▶ Task to carry out
Identify each line below that contains the word "rewired", and copy it out.

Saved entries
····················
PR #169, opened 2022-08-29
fix typo in description of watts_strogatz(n, k, β)

ChristianStehr:
The effect of β is the other way round.

This means that for β = 0 a 1-lattice is created and for β = 1 a completely random graph.

### DIFF
--- a/src/SimpleGraphs/generators/randgraphs.jl
+++ b/src/SimpleGraphs/generators/randgraphs.jl
@@ -239,7 +239,7 @@ where each vertex has exacly `div(k, 2)` neighbors on each side (i.e., `k` or
    connected to some vertex `d`, chosen uniformly at random from the entire
    graph, excluding `s` and its neighbors. (Note that `t` is a valid candidate.)
 
-For `β = 1`, the graph will remain a 1-lattice, and for `β = 0`, all edges will
+For `β = 0`, the graph will remain a 1-lattice, and for `β = 1`, all edges will
 be rewired randomly.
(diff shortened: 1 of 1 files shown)


aurorarossi (approved):

etiennedeg (approved):

etiennedeg:
Thanks!

simonschoelly:
@etiennedeg @ChristianStehr The documentation now says:
```
2. Generate a uniformly random number `r`. If `r ≥ β`, then the edge `(s, t)` is
   left unaltered. Otherwise, the edge is deleted and *rewired* so that `s` is
   connected to some vertex `d`, chosen uniformly at random from the entire
   graph, excluding `s` and its neighbors. (Note that `t` is a valid candidate.)
For `β = 0`, the graph will remain a 1-lattice, and for `β = 1`, all edges will
be rewired randomly.
```

etiennedeg:
Is there a problem about it?

simonschoelly:
Kind, of, because the description was not consistent anymore. In any case, quickly changed that here: https://github.com/JuliaGraphs/Graphs.jl/pull/175.

etiennedeg:
I'm not sure I understand, if $\beta=0$, then $r\geq \beta$ always happen, so edge $(s, t)$ is always left unaltered, then the graph will remain a 1-lattice, so the previous description was correct.

aurorarossi:
I agree (see #175) and I opened a revert pull request #176.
····················
▶ Your solution
 be rewired randomly.
   left unaltered. Otherwise, the edge is deleted and *rewired* so that `s` is
be rewired randomly.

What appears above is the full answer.